4. After the parallel region, the main thread must wait for the entire send to complete with `MPI_Wait`.
Receiver Side:
1. Initialize the partitioned receive with `MPI_Precv_init`.
2. Start the communication with `MPI_Start`.
3. Wait for *all* partitions to be received with a single `MPI_Wait` call.
4. After waiting, the entire message is in the buffer and can be decrypted.
Show Solution
#include <mpi.h>
#include <omp.h>
void encrypt(char *buf, int len, const char *key);
void decrypt(char *buf, int len, const char *key);
void transfer_encrypted(char *message, int len, const char* key,
MPI_Comm comm, int sender, int receiver, int num_partitions)
{
MPI_Request request;
int rank;
int part_size = len / num_partitions;
int tag = 0; // Define a tag for the communication
MPI_Comm_rank(comm, &rank);
if (rank == sender) {
// 1. Initialize the partitioned send operation.

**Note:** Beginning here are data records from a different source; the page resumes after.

PR #1200, opened 2021-10-20
Update website for IPCC changes

shifucun:
- Pull in mixer data and code change so this snapshot is complete
- Remove additional stat vars for place page. New data already has those.
- Fix timeline too ipcc data emptiness check.


shifucun:
Thanks!

PR #1205, opened 2021-10-22
Allow drawing india maps for map and scatter

chejennifer:
Screen Shot 2021-10-21 at 5 07 32 PM
Screen Shot 2021-10-21 at 5 10 31 PM

Note: it looks like we may be missing geojsons for some of the AdministrativeArea2 places, I will look into that
Screen Shot 2021-10-21 at 5 07 47 PM
)


pradh:
This is very cool!  Looks like Telengana has very less data!

PR #1210, opened 2021-10-25
[map] add support for europe

beets:
Add basic support for displaying sub-european maps.

I added continents back to the parent places list so that it will be possible to test for european countries on the client. So they'll start showing up in the "contained places" breadcrumbs on the bottom.

We'll need a better way to add support for other regions as they come, I tried to make the changes minimal.

Known issues:
- European countries aren't clickable from the Earth view
- Only France, Germany and UK are searchable (there is a Maps API limit of 5 country restrictions)
- Continent views, accessible via breadcrumbs from countries above + India + US, include territories that are far away from the physical continent (and Russia crosses the date line), so the views are rather skewed.

image


chejennifer (approved):

chejennifer (approved):
Thanks for adding this!

PR #1228, opened 2021-10-26
[stat var] apply drawer toggle to stat var menus in map and timeline tools

beets:
also fixes layout issue in the other tools (needed to apply flex-grow to plot-container)


chejennifer (approved):
nice!

shifucun (approved):

PR #1634, opened 2022-06-06
feat: add blurbs and fix error chart data retrieval

suhana13:
Fixed the data retrieval for error bar chart and added blurbs for each graph 
Please review @chejennifer !

### DIFF
--- a/static/js/protein/data_processing_utils.ts
+++ b/static/js/protein/data_processing_utils.ts
@@ -263,23 +263,27 @@ export function getVarGeneAssoc(data: GraphNodes): ProteinVarType[] {
               continue;
             }
             if (n2.property === "log2AllelicFoldChange") {
-              if (n2.nodes[0].value !== null) {
-                score = n2.nodes[0].value;
+              if (_.isEmpty(n2.nodes[0].value)) {
+                continue;
               }
+              score = n2.nodes[0].value;
             } else if (n2.property === "referenceSNPClusterID") {
-              if (n2.nodes[0].value !== null) {
-                variant = n2.nodes[0].value;
+              if (_.isEmpty(n2.nodes[0].value)) {
+                continue;
               }
+              variant = n2.nodes[0].value;
             } else if (
               n2.property === "log2AllelicFoldChangeConfidenceInterval"
             ) {
-              if (n2.nodes[0].value !== null) {
-                interval = n2.nodes[0].value;
+              if (_.isEmpty(n2.nodes[0].value)) {
+                continue;
               }
+              interval = n2.nodes[0].value;
             } else if (n2.property === "associatedTissue") {
-              if (n2.nodes[0].value !== null) {
-                tissue = n2.nodes[0].value;
+              if (_.isEmpty(n2.nodes[0].value)) {
+                continue;
               }
+              tissue = n2.nodes[0].value;
             }
           }
           if (!seen.has(variant) && !!score) {
--- a/static/js/protein/data_processing_utils.ts
+++ b/static/js/protein/data_processing_utils.ts
@@ -135,7 +135,7 @@ export function getProteinInteraction(
           for (const n1 of n.nodes) {
             for (const n2 of n1.neighbors) {
               if (n2.property === "value") {
-                if (_.isEmpty(n.nodes)) {
+                if (_.isEmpty(n2.nodes)) {
                   continue;
                 }
                 const num = Number(n2.nodes[0].value);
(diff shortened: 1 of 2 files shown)


static/js/protein/data_processing_utils.ts
```diff
@@ -287,6 +287,34 @@ export function getVarGeneAssoc(data: GraphNodes): ProteinVarType[] {
...
+          continue;
+        }
+        for (const n1 of n.nodes) {
+          for (const n2 of n1.neighbors) {
+            if (n1.neighbors.length !== 4) {
+              continue;
+            }
+            console.log(n1.neighbors);
+            if (n2.property === "log2AllelicFoldChange") {
+              if (_.isEmpty(n2.nodes[0].value)) {
```
chejennifer, line 301: curious why here you're checking that the value is not empty & in the rest of the code you're checking that the value is not null? is there a reason for the difference in pattern?

chejennifer, line 301: should check that `n2.nodes` is not an empty list before accessing `n2.nodes[0].value` & same for the rest of the code. You can actually do the check before line 300 because it looks like the code following line 300 requires `n2.nodes` to not be an empty list.

static/js/protein/page.tsx
```diff
@@ -100,22 +100,60 @@ export class Page extends React.Component<PagePropType, PageStateType> {
   }
 
   render(): JSX.Element {
+    const name = this.props.nodeName;
+    const result = name.split("_");
```
chejennifer, line 104: since `.split()` doesn't modify the original string, you can just call the `.split()` method on `this.props.nodeName` in line 103 instead of creating 2 new variables. 

also add a comment about the format of this.props.nodeName and what will happen when the split happens

chejennifer (commented):
nice!

static/js/protein/data_processing_utils.ts
```diff
@@ -287,6 +287,34 @@ export function getVarGeneAssoc(data: GraphNodes): ProteinVarType[] {
...
+        */
+        if (n.property !== "geneSymbol") {
+          continue;
+        }
+        for (const n1 of n.nodes) {
+          for (const n2 of n1.neighbors) {
+            if (n1.neighbors.length !== 4) {
+              continue;
+            }
+            console.log(n1.neighbors);
```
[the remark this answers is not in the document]
suhana13: Done !

static/js/protein/data_processing_utils.ts
suhana13: Added the check !

chejennifer: actually null and empty are not the same, isEmpty catches more things as documented here: https://lodash.com/docs/4.17.15#isEmpty

static/js/protein/page.tsx
```diff
@@ -100,22 +100,62 @@ export class Page extends React.Component<PagePropType, PageStateType> {
   }
 
   render(): JSX.Element {
+    /* this.props.nodeName is formatted as ProteinName_SpeciesName
+    Using the split we get the ProteinName and SpeciesName separately
+    */
+    const result = this.props.nodeName.split("_");
```
chejennifer, line 106: nit: the variable name `result` isn't great here because there's no context for what result it's talking about. Maybe splitNodeName or processedNodeName or something about the name

static/js/protein/data_processing_utils.ts
```diff
@@ -192,6 +192,9 @@ export function getDiseaseGeneAssoc(data: GraphNodes): ProteinNumData[] {
         for (const n1 of n.nodes) {
           for (const n2 of n1.neighbors) {
             if (n2.property === "diseaseOntologyID") {
+              if (_.isEmpty(n2.nodes)) {
```
chejennifer, line 195: I don't think this is necessary because if n2.nodes is empty, the code won't go through the next for loop anyways

chejennifer (commented):
thanks for updating! Few more small things

static/js/protein/data_processing_utils.ts
suhana13: But wouldn't we want to check that n2.nodes is non-empty before we run the next for loop with n3 ?

chejennifer: the next for loop looks at each node in n2.nodes, but if there's no nodes, it just won't do anything because there's no nodes to look at?

suhana13: I see ! You're right, removed the unnecessary check !

chejennifer (approved):
Thanks for the changes!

// The 'count' is the size of each partition.
MPI_Psend_init(message, num_partitions, part_size, MPI_CHAR, receiver, tag, comm, MPI_INFO_NULL, &request);
// 2. Start the communication request.
MPI_Start(&request);
// 3. Encrypt partitions in parallel and mark them as ready.
omp_set_num_threads(num_partitions);
#pragma omp parallel shared(message, key, part_size, request)
{
int i = omp_get_thread_num();
// a. Encrypt the thread's assigned partition
encrypt(&message[i * part_size], part_size, key);
// b. Signal to MPI that this partition is ready to be sent
MPI_Pready(i, request);
}
// 4. Wait for the entire partitioned send to complete.

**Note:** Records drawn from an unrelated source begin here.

PR #1638, opened 2022-06-14
[download] Add source selection

chejennifer:
- add ability to select the source to download data for for each stat var
    - add flask endpoint for getting available sources
    - update flask endpoint for getting csv to get data for specific facets
    - client side updates to SourceSelector component and download tool components
- update flask endpoints used for download tool to use new V1 API

screen-recording-_43_

dev also updated: https://dev.datacommons.org/tools/download

### DIFF
--- a/server/routes/api/place.py
+++ b/server/routes/api/place.py
@@ -106,6 +106,8 @@ STATE_EQUIVALENTS = {"State", "AdministrativeArea1"}
 US_ISO_CODE_PREFIX = 'US'
 ENGLISH_LANG = 'en'
 EARTH_DCID = "Earth"
+PERSON_COUNT_LIMIT = 1000
+POPULATION_DCID = "Count_Person"
 
 # Define blueprint
 bp = Blueprint("api.place", __name__, url_prefix='/api/place')
@@ -800,30 +802,49 @@ def api_ranking_chart(dcid):
         parent_place_dcid = EARTH_DCID
         place_type = "Country"
     else:
-        parent_place_list = get_parent_place(dcid).get(dcid, [])
-        # Get the last parent place returned.
-        if parent_place_list:
-            parent_place_dcid = parent_place_list[-1]["dcid"]
-            place_type = get_place_type(dcid)
+        place_type = get_place_type(dcid)
+        parent_place_list = parent_places(dcid).get(dcid, [])
+        for parent in parent_place_list:
+            parent_type_list = parent.get("types", [])
+            parent_place_dcid = parent.get("dcid", "")
+            if parent_type_list:
+                parent_type = parent_type_list[0]
+                # All wanted place types plus continent except CensusZipCodeTabulationArea.
+                if parent_type == "Continent" or (
+                        parent_type in ALL_WANTED_PLACE_TYPES and
+                        parent_type != "CensusZipCodeTabulationArea"):
+                    break
+        # If break is not encountered, return empty result.
         else:
             return Response(json.dumps(result),
                             200,
                             mimetype='application/json')
+
     configs = get_ranking_chart_configs()
     # Get the first stat var of each config.
     stat_vars, _ = shared_api.get_stat_vars(configs)
+    # Make sure POPULATION_DCID is included in stat vars.
+    if POPULATION_DCID not in stat_vars:
+        stat_vars.add(POPULATION_DCID)
     sv_data = dc.get_stat_set_within_place(parent_place_dcid, place_type,
                                            list(stat_vars), "")
     sv_data_values = sv_data.get("data", {})
+
     if not sv_data or not sv_data_values:
         return Response(json.dumps(result), 200, mimetype='application/json')
-    ## Get all the place names of dcids in the sv_data
+    # Get all the place names of dcids in sv_data.
     place_dcids = set()
     for sv_value in sv_data_values.values():
         sv_place_dcids = sv_value.get("stat", {}).keys()
         place_dcids = place_dcids.union(sv_place_dcids)
-    place_names = get_name(list(place_dcids))
+    place_names = get_i18n_name(list(place_dcids))
     sv_metadata = sv_data.get("metadata", {})
+    # POPULATION_DCID is used to filter out the places with the population less than PERSON_COUNT_LIMIT
+    places_to_rank = set()
+    count_person_data = sv_data_values.get(POPULATION_DCID, {})
+    for place_dcid, place_data in count_person_data.get("stat", {}).items():
+        if place_data.get("value", 0) > PERSON_COUNT_LIMIT:
+            places_to_rank.add(place_dcid)
     # Consider the configs with single sv but ignore denominators.
     for config in configs:
         sv = config["statsVars"][0]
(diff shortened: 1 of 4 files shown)


server/routes/api/stats.py
```diff
@@ -414,65 +414,212 @@ def get_place_stat_date_within_place():
     return Response(json.dumps(response), 200, mimetype='application/json')
 
 
-def get_set_csv_rows(stat_set, sv_list, row_limit=None):
+def get_facets_by_variable_series(series_response):
```
shifucun, line 417: maybe rename to: get_variable_facets_from_series()

server/routes/api/stats.py
```diff
@@ -414,65 +414,212 @@ def get_place_stat_date_within_place():
...
+        facets_by_variable[sv] = {}
+        for place_obs in sv_obs.get("observationsByEntity", []):
+            for facet_obs in place_obs.get("seriesByFacet", []):
+                facet = str(facet_obs.get("facet", ""))
+                if facet and not facet in facets_by_variable[sv]:
+                    facets_by_variable[sv][facet] = facets.get(facet, {})
+    return facets_by_variable
+
+
+def get_facets_by_variable_points(points_response):
```
shifucun, line 451: nit: rename to: get_variable_facets_from_points()

server/routes/api/stats.py
```diff
@@ -414,65 +414,212 @@ def get_place_stat_date_within_place():
...
+        for place_obs in sv_obs.get("observationsByEntity", []):
+            for facet_obs in place_obs.get("pointsByFacet", []):
+                facet = str(facet_obs.get("facet", ""))
+                if not facet in facets_by_variable[sv]:
+                    facets_by_variable[sv][facet] = facets.get(facet, {})
+    return facets_by_variable
+
+
+@bp.route('/api/stats/facets/within-place')
+@cache.cached(timeout=3600 * 24, query_string=True)
```
shifucun, line 486: Since the dc.xxx API call are all cached, here does not really need to use @cached for caching, since there are no computation inside this function.

With that, can change this route to POST, which make will the client code more readable by using req_json instead of building long url string

server/routes/api/stats.py
```diff
@@ -704,3 +846,24 @@ def get_stats_within_place_csv():
...
+        childType: type of places to get data for
+        statVars: list of statistical variables to get data for
+        minDate (optional): earliest date to get data for
+        maxDate (optional): latest date to get data for
+        facetMap (optional): map of statistical variable dcid to the id of the
+            facet to get data from
+        rowLimit (optional): number of csv rows to return
+    """
+    req_str = json.dumps(request.json, sort_keys=True)
+    return get_stats_within_place_csv_wrapper(req_str)
```
shifucun, line 869: Can remove this wrapper now since dc.xxx call is cached. Also no need to cache this route either.

shifucun (commented):
Very clear and structured PR! Some minor comments for readability and caching.

static/js/tools/shared/tool_chart_footer.tsx
```diff
@@ -111,7 +113,8 @@ export function ToolChartFooter(props: ToolChartFooterPropType): JSX.Element {
           )}
           {props.children}
           <SourceSelector
-            svInfoList={props.sourceSelectorSvInfoList}
+            svMetahash={props.svMetahash}
```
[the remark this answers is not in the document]
chejennifer: makes sense, should "Facets" be something surfaced on the UI too? ie. currently, there's the option to "edit sources", should that text become "edit facets"?

server/routes/api/stats.py
chejennifer: get_stats_within_place_csv_wrapper has a decent amount of computation tho .. do we not want to cache that?

shifucun: I am not quite sure on this, for following reasons

1) The request body has a lot of params, it might not be common for a lot of requests to have the same request json (different users download exact the same thing)
2) The computation is mostly data conversion, which is fairly cheap

I feel caching makes sense if it involves API call (network traffic) or the request is very common and could be repeatedly used (browser/place page). Download tool might not be like that...

shifucun: Another reason is we don't want to cache all the stuff, as the memcache is getting full all the time already.. so keys are being evicted. https://pantheon.corp.google.com/memorystore/redis/locations/us-central1/instances/webserver-cache/details?project=datcom-website-prod

chejennifer: ah, ok, that makes sense to me, I will remove the caching for this one!

server/routes/api/stats.py
```diff
@@ -414,65 +414,212 @@ def get_place_stat_date_within_place():
...
-                metadata: {
-                    [metaHash]: {
-                        provenanceUrl: "",
+                ...
+            }
+    """
+    facets_by_variable = {}
+    facets = series_response.get("facets", {})
+    for sv_obs in series_response.get("observationsByVariable", []):
+        sv = sv_obs.get("variable", "")
```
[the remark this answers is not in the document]
chejennifer: done

server/routes/api/stats.py
```diff
@@ -414,65 +414,212 @@ def get_place_stat_date_within_place():
...
                     ...
-                }
+                },
+                ...
             }
+    """
+    facets_by_variable = {}
+    facets = points_response.get("facets", {})
+    for sv_obs in points_response.get("observationsByVariable", []):
+        sv = sv_obs.get("variable", "")
```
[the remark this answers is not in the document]
chejennifer: done

static/js/tools/timeline/chart.tsx
```diff
@@ -209,16 +215,14 @@ class Chart extends Component<ChartPropsType, ChartStateType> {
     this.drawChart();
   }
 
-  private getSourceSelectorSvInfo(statVars: string[]): SourceSelectorSvInfo[] {
+  private getSvSourceInfo(statVars: string[]): SourceSelectorSvSourceInfo[] {
```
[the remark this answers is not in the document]
chejennifer: done

static/js/tools/shared/tool_chart_footer.tsx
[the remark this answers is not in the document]
chejennifer: as per offline chat, in the code, updated "source" to "facet" and "metahash" to "facetId". Did this for code that was directly touched by this PR.

Will update uses of "metahash" in component Contexts in a later PR.

static/js/tools/download/page.tsx
```diff
@@ -265,7 +321,13 @@ export function Page(): JSX.Element {
     setSelectedOptions((prev) => {
       const updatedSV = _.cloneDeep(prev.selectedStatVars);
       updatedSV[sv] = svInfo;
-      return { ...prev, selectedStatVars: updatedSV };
+      const updatedFacets = _.cloneDeep(prev.selectedFacets);
+      updatedFacets[sv] = "";
+      return {
+        ...prev,
+        selectedStatVars: updatedSV,
```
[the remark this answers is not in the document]
chejennifer: done

server/routes/api/stats.py
chejennifer: done

server/routes/api/stats.py
chejennifer: done

server/routes/api/stats.py
chejennifer: done

server/routes/api/stats.py
chejennifer: done

chejennifer:
Thanks for the review!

MPI_Wait(&request, MPI_STATUS_IGNORE);
MPI_Request_free(&request);
} else if (rank == receiver) {
// 1. Initialize the partitioned receive operation.

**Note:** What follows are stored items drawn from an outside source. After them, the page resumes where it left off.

PR #1639, opened 2022-06-15
Ranking chart API: Restrict parent place type and add population filter 

raebo1017:
1. Restrict the parent place type and keep consistent with the rule of place filtering in [getParentPlaces](https://github.com/datacommonsorg/mixer/blob/master/internal/server/placepage/place_page.go) in mixer.

2. Add a population filter so that API won't return data points of places with populations less than 1000. Keep consistent with the rules of the population filtering of the [ranking page](https://source.corp.google.com/piper///depot/google3/datacommons/prophet/related_places/calculator_svobs.cc;l=309-321).

### DIFF
--- a/server/routes/api/place.py
+++ b/server/routes/api/place.py
@@ -801,9 +801,9 @@ def api_ranking_chart(dcid):
         place_type = "Country"
     else:
         parent_place_list = get_parent_place(dcid).get(dcid, [])
-        # Get the last parent place returned.
+        # Get the first parent place returned.
         if parent_place_list:
-            parent_place_dcid = parent_place_list[-1]["dcid"]
+            parent_place_dcid = parent_place_list[0]["dcid"]
             place_type = get_place_type(dcid)
         else:
             return Response(json.dumps(result),
--- a/server/routes/api/place.py
+++ b/server/routes/api/place.py
@@ -107,6 +107,7 @@ US_ISO_CODE_PREFIX = 'US'
 ENGLISH_LANG = 'en'
 EARTH_DCID = "Earth"
 PERSON_COUNT_LIMIT = 1000
+POPULATION_DCID = "Count_Person"
 
 # Define blueprint
 bp = Blueprint("api.place", __name__, url_prefix='/api/place')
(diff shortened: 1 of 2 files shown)


server/routes/api/place.py
```diff
@@ -800,30 +801,50 @@ def api_ranking_chart(dcid):
...
                             200,
                             mimetype='application/json')
+
     configs = get_ranking_chart_configs()
     # Get the first stat var of each config.
     stat_vars, _ = shared_api.get_stat_vars(configs)
+    # Make sure the ranking chart configs include stat var "Count_Person".
+    if "Count_Person" not in stat_vars:
+        stat_vars.add("Count_Person")
     sv_data = dc.get_stat_set_within_place(parent_place_dcid, place_type,
```
chejennifer, line 828: We are trying to migrate to V1 APIs (from Mixer) now & to help with this process, let's try to use the new mixer APIs wherever possible in new and touched code. I have a [pr](https://github.com/datacommonsorg/website/pull/1638/files) up right now that adds the new function dc.points_within that will eventually replace dc.get_stat_set_within_place. Once that pr is in, let's update this flask endpoint to use the new function. Can do this in a followup PR

server/routes/api/place.py
```diff
@@ -800,30 +801,50 @@ def api_ranking_chart(dcid):
...
     for sv_value in sv_data_values.values():
         sv_place_dcids = sv_value.get("stat", {}).keys()
         place_dcids = place_dcids.union(sv_place_dcids)
-    place_names = get_name(list(place_dcids))
+    place_names = get_i18n_name(list(place_dcids))
     sv_metadata = sv_data.get("metadata", {})
+    # "Count_Person" is used to filter out the places with the population less than PERSON_COUNT_LIMIT
+    places_to_rank = set()
+    count_person_data = sv_data_values.get("Count_Person", {})
+    if count_person_data:
```
chejennifer, line 844: nit: this `if` statement is unnecessary because doing `.get("stat", {})` on an empty object will just return an empty object, so you can do the for-loop on line 845 without checking that count_person_data is empty or not

chejennifer (commented):
nice job catching the bugs

server/routes/api/place.py
```diff
@@ -800,30 +801,50 @@ def api_ranking_chart(dcid):
...
         else:
             return Response(json.dumps(result),
                             200,
                             mimetype='application/json')
+
     configs = get_ranking_chart_configs()
     # Get the first stat var of each config.
     stat_vars, _ = shared_api.get_stat_vars(configs)
+    # Make sure the ranking chart configs include stat var "Count_Person".
+    if "Count_Person" not in stat_vars:
```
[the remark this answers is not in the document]

server/routes/api/place.py
raebo1017: Got you! Done

server/routes/api/place.py
raebo1017: Sure!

MPI_Precv_init(message, num_partitions, part_size, MPI_CHAR, sender, tag, comm, MPI_INFO_NULL, &request);
// 2. Start the communication request.
MPI_Start(&request);
// 3. Wait for ALL partitions to be received. MPI_Wait will only complete
// when the entire message has arrived.
MPI_Wait(&request, MPI_STATUS_IGNORE);
// 4. Free the request and then decrypt the fully received message.
MPI_Request_free(&request);
decrypt(message, len, key);
}
}
Show Analysis
Partitioned communication is an advanced MPI feature designed for scenarios where pieces of a large message become ready at different times. This example shows a perfect use case: multiple threads generate different parts of the message buffer in parallel. As soon as a thread finishes its `encrypt` task, it calls `MPI_Pready`, allowing the MPI library to start transferring that partition while other threads are still working. This creates a pipeline, overlapping computation (encryption) with communication, which can significantly improve performance for large messages.